What you need to do
Report the number of lines in the data where the word "required" appears, and add no other text.
════════════════
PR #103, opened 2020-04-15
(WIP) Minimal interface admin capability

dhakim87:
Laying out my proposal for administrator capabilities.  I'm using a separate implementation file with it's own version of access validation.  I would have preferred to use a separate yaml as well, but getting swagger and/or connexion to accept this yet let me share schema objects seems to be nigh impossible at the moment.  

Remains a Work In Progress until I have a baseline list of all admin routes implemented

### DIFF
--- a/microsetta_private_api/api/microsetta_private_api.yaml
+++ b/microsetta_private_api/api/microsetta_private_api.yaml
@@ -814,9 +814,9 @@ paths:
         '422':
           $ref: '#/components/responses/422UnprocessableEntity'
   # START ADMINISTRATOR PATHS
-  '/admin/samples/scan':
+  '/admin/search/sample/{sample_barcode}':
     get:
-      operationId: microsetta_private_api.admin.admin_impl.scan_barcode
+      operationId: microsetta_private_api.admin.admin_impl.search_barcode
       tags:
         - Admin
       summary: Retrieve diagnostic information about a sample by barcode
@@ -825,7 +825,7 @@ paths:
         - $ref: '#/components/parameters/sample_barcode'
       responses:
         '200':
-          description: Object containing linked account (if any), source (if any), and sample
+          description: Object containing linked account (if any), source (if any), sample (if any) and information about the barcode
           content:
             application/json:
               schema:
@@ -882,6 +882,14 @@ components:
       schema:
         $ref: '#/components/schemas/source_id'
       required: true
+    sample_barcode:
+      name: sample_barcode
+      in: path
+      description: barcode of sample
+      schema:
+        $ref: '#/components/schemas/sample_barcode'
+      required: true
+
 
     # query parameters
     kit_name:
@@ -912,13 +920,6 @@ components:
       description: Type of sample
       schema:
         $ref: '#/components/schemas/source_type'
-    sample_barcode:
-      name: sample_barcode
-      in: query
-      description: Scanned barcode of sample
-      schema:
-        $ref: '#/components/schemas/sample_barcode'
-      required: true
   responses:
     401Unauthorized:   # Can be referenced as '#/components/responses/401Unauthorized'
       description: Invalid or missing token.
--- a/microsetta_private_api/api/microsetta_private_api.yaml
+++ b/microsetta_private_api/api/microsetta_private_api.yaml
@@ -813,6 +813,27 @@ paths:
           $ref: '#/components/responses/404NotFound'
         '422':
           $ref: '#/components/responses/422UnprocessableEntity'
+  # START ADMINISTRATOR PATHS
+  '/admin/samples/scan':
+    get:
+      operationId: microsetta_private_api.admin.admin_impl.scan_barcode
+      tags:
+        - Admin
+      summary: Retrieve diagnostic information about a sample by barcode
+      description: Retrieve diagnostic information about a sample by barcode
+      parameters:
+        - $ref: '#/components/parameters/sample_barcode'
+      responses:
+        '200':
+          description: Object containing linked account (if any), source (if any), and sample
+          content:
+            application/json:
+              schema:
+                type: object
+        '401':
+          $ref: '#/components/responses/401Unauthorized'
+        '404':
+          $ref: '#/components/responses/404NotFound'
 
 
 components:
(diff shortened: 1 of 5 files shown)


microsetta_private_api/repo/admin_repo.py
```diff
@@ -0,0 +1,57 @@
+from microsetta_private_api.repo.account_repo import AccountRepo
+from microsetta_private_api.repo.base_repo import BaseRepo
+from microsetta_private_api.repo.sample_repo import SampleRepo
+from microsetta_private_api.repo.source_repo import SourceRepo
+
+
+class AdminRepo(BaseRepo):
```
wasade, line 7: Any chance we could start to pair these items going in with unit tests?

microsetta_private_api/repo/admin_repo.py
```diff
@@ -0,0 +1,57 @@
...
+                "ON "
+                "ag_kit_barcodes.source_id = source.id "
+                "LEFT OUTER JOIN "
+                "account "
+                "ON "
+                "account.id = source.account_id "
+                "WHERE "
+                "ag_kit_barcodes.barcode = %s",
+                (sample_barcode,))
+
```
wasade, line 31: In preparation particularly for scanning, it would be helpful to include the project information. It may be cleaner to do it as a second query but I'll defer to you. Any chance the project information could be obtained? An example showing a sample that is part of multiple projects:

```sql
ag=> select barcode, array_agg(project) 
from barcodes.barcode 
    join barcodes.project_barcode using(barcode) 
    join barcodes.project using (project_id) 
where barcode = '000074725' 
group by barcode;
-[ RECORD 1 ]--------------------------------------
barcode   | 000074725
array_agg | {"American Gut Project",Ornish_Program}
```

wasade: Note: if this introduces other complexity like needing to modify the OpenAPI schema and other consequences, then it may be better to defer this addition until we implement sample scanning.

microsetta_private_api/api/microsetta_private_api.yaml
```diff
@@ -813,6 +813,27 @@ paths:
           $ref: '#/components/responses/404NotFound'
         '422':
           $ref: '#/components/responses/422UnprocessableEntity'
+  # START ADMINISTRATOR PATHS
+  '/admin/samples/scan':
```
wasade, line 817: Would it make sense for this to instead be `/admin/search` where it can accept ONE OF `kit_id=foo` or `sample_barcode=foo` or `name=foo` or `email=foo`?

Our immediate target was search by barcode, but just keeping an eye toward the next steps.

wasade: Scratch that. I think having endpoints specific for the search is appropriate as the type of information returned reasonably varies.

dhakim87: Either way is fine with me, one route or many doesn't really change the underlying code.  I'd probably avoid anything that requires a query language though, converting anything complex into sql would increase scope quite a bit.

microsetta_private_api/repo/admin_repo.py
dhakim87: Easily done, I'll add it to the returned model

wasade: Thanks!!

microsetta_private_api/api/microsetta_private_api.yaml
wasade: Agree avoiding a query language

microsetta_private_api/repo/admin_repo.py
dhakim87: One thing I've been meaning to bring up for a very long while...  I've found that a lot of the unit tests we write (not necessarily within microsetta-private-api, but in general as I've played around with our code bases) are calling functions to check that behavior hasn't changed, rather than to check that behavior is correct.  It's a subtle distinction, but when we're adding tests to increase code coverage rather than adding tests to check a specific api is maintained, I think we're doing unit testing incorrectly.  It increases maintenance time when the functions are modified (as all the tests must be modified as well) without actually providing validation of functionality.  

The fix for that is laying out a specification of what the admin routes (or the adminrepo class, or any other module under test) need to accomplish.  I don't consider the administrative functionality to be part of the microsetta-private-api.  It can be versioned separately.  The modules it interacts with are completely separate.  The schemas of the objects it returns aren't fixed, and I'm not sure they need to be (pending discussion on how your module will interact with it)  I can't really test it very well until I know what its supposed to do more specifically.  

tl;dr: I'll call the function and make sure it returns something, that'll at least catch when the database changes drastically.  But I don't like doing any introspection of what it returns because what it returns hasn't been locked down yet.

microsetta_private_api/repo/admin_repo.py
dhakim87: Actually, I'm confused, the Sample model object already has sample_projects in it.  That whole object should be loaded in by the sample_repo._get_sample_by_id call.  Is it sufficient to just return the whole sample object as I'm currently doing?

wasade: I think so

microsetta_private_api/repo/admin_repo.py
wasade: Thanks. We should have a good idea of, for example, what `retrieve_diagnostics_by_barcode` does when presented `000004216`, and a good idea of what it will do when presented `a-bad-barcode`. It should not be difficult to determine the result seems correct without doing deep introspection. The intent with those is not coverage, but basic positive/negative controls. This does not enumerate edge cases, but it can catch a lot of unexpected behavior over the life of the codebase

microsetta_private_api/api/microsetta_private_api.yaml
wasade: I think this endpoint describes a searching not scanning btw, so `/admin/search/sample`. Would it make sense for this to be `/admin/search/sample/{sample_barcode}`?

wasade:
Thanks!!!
════════════════
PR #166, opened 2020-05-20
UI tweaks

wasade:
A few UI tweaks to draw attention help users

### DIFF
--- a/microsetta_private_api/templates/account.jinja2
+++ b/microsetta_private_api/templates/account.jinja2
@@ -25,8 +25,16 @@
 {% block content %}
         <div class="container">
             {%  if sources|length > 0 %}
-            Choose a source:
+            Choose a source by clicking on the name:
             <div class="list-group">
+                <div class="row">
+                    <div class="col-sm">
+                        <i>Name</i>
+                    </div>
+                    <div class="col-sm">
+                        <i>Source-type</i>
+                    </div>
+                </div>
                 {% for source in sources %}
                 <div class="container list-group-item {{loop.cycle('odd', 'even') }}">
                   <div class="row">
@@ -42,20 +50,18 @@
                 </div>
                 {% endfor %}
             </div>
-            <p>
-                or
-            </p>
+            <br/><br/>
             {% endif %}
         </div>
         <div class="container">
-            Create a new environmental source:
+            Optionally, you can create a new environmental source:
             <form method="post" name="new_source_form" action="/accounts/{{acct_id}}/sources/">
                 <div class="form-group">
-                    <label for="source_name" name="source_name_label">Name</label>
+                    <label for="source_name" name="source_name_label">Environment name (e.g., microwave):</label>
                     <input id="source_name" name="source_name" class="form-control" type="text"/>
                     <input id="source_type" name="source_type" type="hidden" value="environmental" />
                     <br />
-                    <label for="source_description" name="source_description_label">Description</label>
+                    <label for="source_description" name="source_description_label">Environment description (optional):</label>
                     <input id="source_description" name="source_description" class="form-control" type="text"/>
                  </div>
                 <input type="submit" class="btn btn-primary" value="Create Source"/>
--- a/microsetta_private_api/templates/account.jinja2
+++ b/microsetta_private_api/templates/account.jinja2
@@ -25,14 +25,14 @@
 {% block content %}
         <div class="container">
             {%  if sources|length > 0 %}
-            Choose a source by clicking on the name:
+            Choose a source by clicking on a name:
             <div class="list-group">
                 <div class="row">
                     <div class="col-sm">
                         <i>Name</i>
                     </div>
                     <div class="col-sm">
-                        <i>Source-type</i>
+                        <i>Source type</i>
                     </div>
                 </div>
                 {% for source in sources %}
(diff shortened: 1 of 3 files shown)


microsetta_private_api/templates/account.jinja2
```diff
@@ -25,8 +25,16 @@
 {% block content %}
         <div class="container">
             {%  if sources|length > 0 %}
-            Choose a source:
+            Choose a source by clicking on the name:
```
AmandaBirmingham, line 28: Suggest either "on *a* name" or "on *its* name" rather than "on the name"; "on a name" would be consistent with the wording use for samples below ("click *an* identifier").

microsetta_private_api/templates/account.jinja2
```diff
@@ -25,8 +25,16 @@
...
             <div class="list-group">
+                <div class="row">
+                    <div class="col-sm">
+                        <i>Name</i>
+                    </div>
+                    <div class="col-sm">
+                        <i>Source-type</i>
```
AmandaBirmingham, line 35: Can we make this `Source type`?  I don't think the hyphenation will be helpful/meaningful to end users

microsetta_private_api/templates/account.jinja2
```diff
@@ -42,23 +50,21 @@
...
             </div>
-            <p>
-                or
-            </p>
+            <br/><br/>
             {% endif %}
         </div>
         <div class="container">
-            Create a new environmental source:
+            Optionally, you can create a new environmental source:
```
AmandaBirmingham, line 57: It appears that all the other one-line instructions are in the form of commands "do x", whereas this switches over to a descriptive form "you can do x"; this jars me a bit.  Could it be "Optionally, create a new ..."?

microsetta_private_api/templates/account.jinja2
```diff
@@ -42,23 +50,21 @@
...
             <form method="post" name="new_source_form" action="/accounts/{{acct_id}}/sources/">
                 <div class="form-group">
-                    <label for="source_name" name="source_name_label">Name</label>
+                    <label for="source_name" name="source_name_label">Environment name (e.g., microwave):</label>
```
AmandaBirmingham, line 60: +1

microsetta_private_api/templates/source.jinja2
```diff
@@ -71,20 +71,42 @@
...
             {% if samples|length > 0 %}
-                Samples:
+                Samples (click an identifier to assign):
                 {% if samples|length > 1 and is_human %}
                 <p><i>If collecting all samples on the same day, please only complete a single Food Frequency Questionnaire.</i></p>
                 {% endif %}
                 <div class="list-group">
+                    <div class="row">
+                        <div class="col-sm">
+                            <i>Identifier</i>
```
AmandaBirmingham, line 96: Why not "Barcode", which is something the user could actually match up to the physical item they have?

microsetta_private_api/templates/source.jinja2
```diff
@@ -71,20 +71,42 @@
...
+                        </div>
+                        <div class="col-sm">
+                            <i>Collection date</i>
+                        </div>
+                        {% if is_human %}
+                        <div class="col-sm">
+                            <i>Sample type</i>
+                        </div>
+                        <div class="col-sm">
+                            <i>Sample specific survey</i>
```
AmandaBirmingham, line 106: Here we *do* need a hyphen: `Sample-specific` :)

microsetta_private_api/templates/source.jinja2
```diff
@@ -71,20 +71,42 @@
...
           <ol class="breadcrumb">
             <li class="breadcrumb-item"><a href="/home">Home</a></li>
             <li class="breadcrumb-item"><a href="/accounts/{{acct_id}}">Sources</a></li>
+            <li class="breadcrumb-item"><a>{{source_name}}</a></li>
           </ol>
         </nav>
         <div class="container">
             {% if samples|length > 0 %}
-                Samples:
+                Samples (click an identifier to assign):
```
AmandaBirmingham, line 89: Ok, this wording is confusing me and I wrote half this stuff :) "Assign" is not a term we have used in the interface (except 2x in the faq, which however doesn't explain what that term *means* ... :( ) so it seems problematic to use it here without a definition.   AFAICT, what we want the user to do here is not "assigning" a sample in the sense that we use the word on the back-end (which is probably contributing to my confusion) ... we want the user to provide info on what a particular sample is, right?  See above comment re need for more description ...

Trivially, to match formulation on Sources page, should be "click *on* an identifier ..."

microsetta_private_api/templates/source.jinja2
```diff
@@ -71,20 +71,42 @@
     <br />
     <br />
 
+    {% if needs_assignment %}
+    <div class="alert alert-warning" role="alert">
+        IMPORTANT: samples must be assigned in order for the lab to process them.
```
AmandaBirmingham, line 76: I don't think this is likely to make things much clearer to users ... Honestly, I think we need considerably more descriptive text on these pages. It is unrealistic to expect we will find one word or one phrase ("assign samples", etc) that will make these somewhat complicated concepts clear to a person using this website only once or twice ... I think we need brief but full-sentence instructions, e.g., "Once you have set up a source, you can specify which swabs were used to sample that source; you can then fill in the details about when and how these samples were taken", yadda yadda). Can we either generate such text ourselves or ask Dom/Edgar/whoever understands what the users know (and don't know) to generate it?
════════════════
Result of the task
3